Les avocats de Stanis Bujakera pensaient avoir remporté une victoire lorsqu'ils ont obtenu du tribunal l'autorisation de faire intervenir une contre-expertise pour vérifier les éléments avancés par le ministère public, présentés comme des indices de culpabilité à l'encontre de leur client.
Toutefois, la surprise fut grande lorsqu'il a été révélé que les deux experts proposés ont été écartés, le tribunal préférant désigner un autre expert, en l'occurrence Kabambula Mulowayi Yansen. Ce dernier, se présentant comme un expert en outils informatiques agréé et assermenté près le tribunal de Grande Instance de Kinshasa/Gombe, n'a pourtant laissé aucune trace de son expertise sur les moteurs de recherche tels que Google.
Ce « spécialiste » est chargé par le tribunal d'examiner l'adresse IP attribuée par le ministère public au téléphone de Stanis Bujakera, soupçonnée d'avoir servi à la diffusion d'un prétendu "faux rapport" de l'Agence nationale des renseignements (ANR). Ses missions incluent l'identification de l'auteur et de ses complices présumés, l'analyse des téléphones et des données numériques, la comparaison des signatures et des cachets sur ledit rapport pour déterminer son authenticité, ainsi que le déchiffrement des images, sons et vidéos depuis leur création jusqu'à leur transmission, en fournissant un rapport à cet effet.
Le tribunal avait également ordonné à l'Agence Nationale de Renseignement (ANR) de produire le spécimen du vrai sceau de l'Agence et de la signature du responsable du Département de la Sécurité intérieure.
Lors de l'audience de ce vendredi, le tribunal a constaté que l'ANR n'avait pas répondu à son instruction. Aussi, il a informé les avocats que l'expert désigné avait déjà entamé son travail et a proposé un délai supplémentaire d'une semaine. Les avocats de Stanis Bujakera ont exprimé leur étonnement face au fait que la mission de contre-expertise ait été confiée à un expert qui est également greffier assermenté devant le même tribunal, remettant en question son indépendance. De plus, Kabambula Mulowayi Yansen n'a pas été présenté lors d'une audience publique.
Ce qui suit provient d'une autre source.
PR #759, opened 2024-07-22
Change CLI messages to use CROC_SECRET

01-1:
This pull request changes the cli messages to use CROC_SECRET.
Previously, the error message used export CROC_SECRET, which is unnecessary as you can just run `CROC_SECRET=**** croc` in one line.
Also, the messages for the sender used the classic command:
```
On the other computer run

croc ****
```
This made it incompatible with UNIX unless classic mode was activated.

The new command is
```
CROC_SECRET=**** croc
```

I also fixed a typo in the cli error messages.

### DIFF
--- a/src/croc/croc.go
+++ b/src/croc/croc.go
@@ -646,7 +646,7 @@ func (c *Client) Send(filesInfo []FileInfo, emptyFoldersToTransfer []FileInfo, t
 	if c.Options.RelayPassword != models.DEFAULT_PASSPHRASE {
 		flags.WriteString("--pass " + c.Options.RelayPassword + " ")
 	}
-	fmt.Fprintf(os.Stderr, "Code is: %[1]s\nOn the other computer run\n\ncroc %[2]s%[1]s\n", c.Options.SharedSecret, flags.String())
+	fmt.Fprintf(os.Stderr, "Code is: %[1]s\nOn the other computer run\n\nCROC_SECRET=%[1]s croc %[2]s\n", c.Options.SharedSecret, flags.String())
 	if c.Options.Ask {
 		machid, _ := machineid.ID()
 		fmt.Fprintf(os.Stderr, "\rYour machine ID is '%s'\n", machid)
--- a/src/croc/croc.go
+++ b/src/croc/croc.go
@@ -646,7 +646,7 @@ func (c *Client) Send(filesInfo []FileInfo, emptyFoldersToTransfer []FileInfo, t
 	if c.Options.RelayPassword != models.DEFAULT_PASSPHRASE {
 		flags.WriteString("--pass " + c.Options.RelayPassword + " ")
 	}
-	fmt.Fprintf(os.Stderr, "Code is: %[1]s\nOn the other computer run\n\nCROC_SECRET=%[1]s croc %[2]s\n", c.Options.SharedSecret, flags.String())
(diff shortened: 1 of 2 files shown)


01-1:
Not sure if CROC_SECRET works on all platforms though (windows?)

src/croc/croc.go
```diff
@@ -646,7 +646,7 @@ func (c *Client) Send(filesInfo []FileInfo, emptyFoldersToTransfer []FileInfo, t
 	if c.Options.RelayPassword != models.DEFAULT_PASSPHRASE {
 		flags.WriteString("--pass " + c.Options.RelayPassword + " ")
 	}
-	fmt.Fprintf(os.Stderr, "Code is: %[1]s\nOn the other computer run\n\ncroc %[2]s%[1]s\n", c.Options.SharedSecret, flags.String())
+	fmt.Fprintf(os.Stderr, "Code is: %[1]s\nOn the other computer run\n\nCROC_SECRET=%[1]s croc %[2]s\n", c.Options.SharedSecret, flags.String())
```
schollz, line 649: This isn't necessary on Windows. Can you change it to only print this on Unix systems (you can use `runtime.GOOS == "windows"`)

01-1: The receiver system may not be the same as the sender. I changed this to print both commands.

schollz:
CROC_SECRET is not needed on Windows, so please keep the regular print statements for Windows systems (if `os.Runtime=="windows"`) and have your new print statement for non-windows

x64x2 (approved):

schollz:
@01-1 does the suggested change make sense?

01-1:
No, it doesn't - [as I said](https://github.com/schollz/croc/pull/759#discussion_r1688279636), the receiver system may not be the same as the sender. For example, a windows system could send a file to a linux system, and vice versa.

schollz:
I think its best to revert line 649 back to original. The receiver should interact with the messages

01-1:
It doesn't make sense to tell the user to run a command that will not work by default

schollz:
I think we can all agree that no one agrees on user interaction. 

to me, the interaction makes sense because you type in `croc PASSPHRASE` and you get a explainer of all your options:

```
On UNIX systems, to receive with croc you either need
to set a code phrase using your environmental variables:

  export CROC_SECRET="****"
  croc

Or you can specify the code phrase when you run croc without
declaring the secret on the command line:

  croc
  Enter receive code: ****

Or you can go back to the classic croc behavior by enabling classic mode:

  croc --classic
```

versus having to have that information in the sender's purview also.

01-1:
OK. It is much easier to be able to copy-paste the command though. Maybe add an option to print the unix command?

schollz:
I mean, its pretty easy just to type `croc` on your receiver, press enter, and copy paste the password? if you are on a single computer, thats really the easiset

nhtzr:
Hi. I arrived here because I wanted to propose a similar change. I believe a workflow that easily and quickly lets you do the right thing is valuable as it reduces the amount of frustation of anyone involved.

However I think the proposed message is hard to read, I would prefer something like:
```
Sending 'a.txt' (2.6 kB)         
Code is: 1106-yoyo-genius-patent

On the other computer run:
(For Windows)
    croc 1106-yoyo-genius-patent
(For Linux/OSX)
    CROC_SECRET="1106-yoyo-genius-patent" croc
```

Code would be
```
	fmt.Fprintf(os.Stderr, `Code is: %[1]s

On the other computer run:
(For Windows)
    croc %[2]s%[1]s
(For Linux/OSX)
    CROC_SECRET=%[1]q croc %[2]s
`, c.Options.SharedSecret, flags.String())
```

schollz:
@nhtzr please submit a PR!

Issue #711, opened 2024-05-24
Extend "--transfers" flag to relay in addition to send


jathek:
https://github.com/schollz/croc/pull/660 by @qk-santi added a `--transfers` flag to specify the number of ports for croc send. Croc relay still uses manual ports though. It would be great if relay could use the --transfers flag as well.

croc 10.0.2 relay -h, showing old --ports flag and no new --transfers flag:
![image](https://github.com/schollz/croc/assets/692914/f8f7cc90-6bef-4cef-8ab7-2c468f25925b)

PR #660, opened 2024-02-12
define ports by amount, not individually

qk-santi:
Defining the number of ports for transfer connections is a bit cumbersome, especially if you want to create quite a few ones
```
croc send --ports 9009,9010,9011,9012,9013,9014,9015,9016,9017 my_file.gzip
```

Switched to:
```
Define base port (if different than default) + number of parallel connections
croc send --port 9009 --transfers 8 my_file.gzip
croc send --transfers 8 my_file.gzip
```

Fixes #617

PR #763, opened 2024-07-27
define relay ports by amount

tnothy:
Switched to defining ports for relay by amount similar to croc send implemented in [#660](https://github.com/schollz/croc/pull/660)

Fixes [#711](https://github.com/schollz/croc/issues/711)


schollz:
this is fine, but backwards compatibility is critical so please alter the PR to still allow the `ports` flag

tnothy:
restored the `ports` flag

PR #766, opened 2024-07-28
fix test case name

tnothy:
Seems like the test was ignored when running `go test` due to lowercase `test`.

Results of `go test -json ./src/croc/ | jq -s 'map(select(.Test and .Action == "pass")) | length'`
Before: 6
After: 7


x64x2 (commented):
Doesn't fix anything

tnothy:
I believe that right now, with the test function starting with a lower case letter the test is not executed

PR #797, opened 2024-09-01
Contains to HasPrefix

### LINKED ISSUE #796: can't send files with `..` in filename
receiving side:
```
Enter receive code: [...]
securing channel...2024/09/01 07:42:35 basename cannot contain '..': '[...]'
```

croc version v10.0.11

asukaminato0721:
may be fix #796


schollz:
Good start, it must check whether ".." near any path separator (which are different on windows and unix)

PR #813, opened 2024-09-19
Adding shell completion script for zsh

Eloquencere:
Added shell completion script for zsh shell.

### DIFF
--- a/completion/_croc.zsh
+++ b/completion/_croc.zsh
@@ -1,0 +1,121 @@
+#compdef croc
+
+_croc() {
+	local line state
+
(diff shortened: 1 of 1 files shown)


Eloquencere:
hi @schollz this PR has remained inactive for a while, could you confirm if this is still under consideration to get merged?

x64x2:
this has already done by someone else

Eloquencere:
Okay, that's good but, when I install croc I don't have any shell completion and I can't seem to find it in the file structure of the repo, it's possible that I missed it. So, what's the issue?

PR #822, opened 2024-10-06
Added copy to clipboard functionality for windows,linux and mac

elliot40404:
Added copy to clipboard functionality for Windows, Linux and mac using `os/exec` package. Please LMK if I need to change anything else. Also my formatter moved around 1 or 2 lines, I hope that won't be a problem. Thanks

### DIFF
--- a/src/croc/croc.go
+++ b/src/croc/croc.go
@@ -12,15 +12,14 @@ import (
 	"math"
 	"net"
 	"os"
+	"os/exec"
 	"path"
 	"path/filepath"
+	"runtime"
 	"strconv"
 	"strings"
 	"sync"
 	"time"
-
-	"golang.org/x/term"
-	"golang.org/x/time/rate"
 
 	"github.com/denisbrodbeck/machineid"
 	ignore "github.com/sabhiram/go-gitignore"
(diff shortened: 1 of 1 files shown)


ryder203:
Very nice and it's cool that you implemented it for MacOS and Linux too, but is it problematic if the used Linux distro does not have xclip installed? Would there be the need of some error output if xclip is not present? I'm not into Linux that much and maybe it's a stupid question.

elliot40404:
@ryder203 Your question is valid, xclip or for that matter any of the other utils used maybe not be present  or deleted or just not accessible for any reason, in that case it will fail silently as the copy to clipboard functionality is not essential for croc to work. If it fails the l line "code has been copied to clipboard" will not be printed to std err and if used with --debug it will also show  up in the logs.

elliot40404:
My bad. Now all tests should pass.

schollz:
thanks @elliot40404 !!! great pr.

ryder203:
Awesome. Now using croc or croc tooth has some more flow with the next version on windows. A friend and I tested croc these days and I sent him a 20GB file in like 55 minutes and all worked like a charm. I really love it.

bitraid:
I'm sorry for commenting on an already merged PR, but I have a couple of suggestions:
- On Windows: There is no need to run `clip` through `cmd`.
- On Linux: Should support Wayland, by checking for example `$XDG_SESSION_TYPE` and using `wl-copy` instead of `xclip`

Issue #809, opened 2024-09-16
Issue when sending files/folders on a different drive letter


ymich9963:
For example if I try sending a folder on a PCs E: drive, and the receiver doesn't have an E: drive, it doesn't successfully send. I am on Windows 10 on both PCs.

schollz:
thanks, will accept PR

sk25469:
Hi, I would like to work on this.

schollz:
please do! thank you @sk25469

sk25469:
@schollz what kind of behavior do we want here? I think we can do something like:

1. Check if the recipient has the destination path, then send it
2. If not, then we can send it to the Download folder or the current folder

schollz:
The received should receive in the folder they ran the croc program

PR #836, opened 2024-11-10
Bug Fix: Fixed error when sending files to a target directory that didn't exist

sk25469:
- Fixes [Issue #809](https://github.com/schollz/croc/issues/809), which caused errors when attempting to send files or folders located on a different drive letter on Windows systems.


schollz:
does this fix #809? i'm pretty sure #809 can happen even if the `out` flag is not used

sk25469:
Sure thanks for letting me know.
I will look for other ways, but can you help here with what other cases it might fail in? We can send to a specific directory only with the `--out` flag, right?

schollz:
@ymich9963 can provide guidance

ymich9963:
Sure I'll try to run it on the same machines and let you know what happens. Do I just use a flag to specify the output or does it get saved in the pwd?

ymich9963:
I don't remember. I don't think I specified. I was just on the E:/ drive in one PC and on the C:/ drive in another. Could you specify the output for croc before I raised the issue? I remember that it would just output to the same directory as the source.

ymich9963:
Should I build from source to test this?

sk25469:
Yes u should build from source.
Earlier if u used `--out` and the folder didnt exist, it would just fail.
If u used without the flag, it would just send in the pwd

"Personne ne peut attester de ses compétences pour la mission qui lui a été assignée jusqu'à présent", a déclaré Charles Mushizi, avocat du journaliste. Citant les missions confiées par le tribunal, les avocats ont souligné que cet expert devait démontrer des compétences en réseaux informatiques, télécommunications, analyse des données numériques et audiovisuelles pour répondre efficacement aux tâches qui lui ont été confiées. Le ministère public a également estimé que la personne désignée manquait de compétence et d'outils appropriés. Il a également prétendu que l'outil nécessaire pour les analyses coûterait 20 000 USD, alors qu'il avait déclaré précédemment qu'il valait 14 000 USD. "Nous ne donnerons pas le nom de l'outil ici car il y a des espions", a-t-il soutenu, promettant de présenter devant le tribunal, lors de la prochaine audience, des experts qui ont établi les faits incriminant le journaliste.
Le ministère public a également accusé le journaliste de retarder la procédure. « Vous n’y échapperez pas », lui a-t-il lancé. Il a également critiqué l'enquête menée par le consortium Congo-holdup, dénonçant ce qu’il appelle incohérences et des mensonges: « Le journaliste a boutiqué une enquête avec ses amis de RSF. Nous avons lu des incongruité et des mensonges. Nous attendons le plaidoyer et nous allons tout démonter », a t-il dit.
Les révélations faites par les médias membres de Congo-holdup ont été mal accueillies : "Le journaliste cherche à distraire l'opinion avec ces enquêtes. Nous avons dépassé le stade des indices, nous avons les preuves de sa culpabilité. Ses enquêtes dans les médias entravent le travail du tribunal et visent à désorienter le public et le juge".
Concernant les réponses de Meta et de Telegram affirmant l'impossibilité de tracer un message via leurs plateformes à travers les métadonnées et les adresses IP, le ministère public a critiqué avec véhémence les porte-parole de ces sociétés, les qualifiant de "boulangers se présentant comme experts", allant jusqu'à les accuser de « frôler la démence ». Le tribunal a annoncé que la prochaine séance est fixée au 22 décembre. Il a aussi annoncé qu’il se prononcera dans 48 heures concernant la nouvelle demande de liberté provisoire.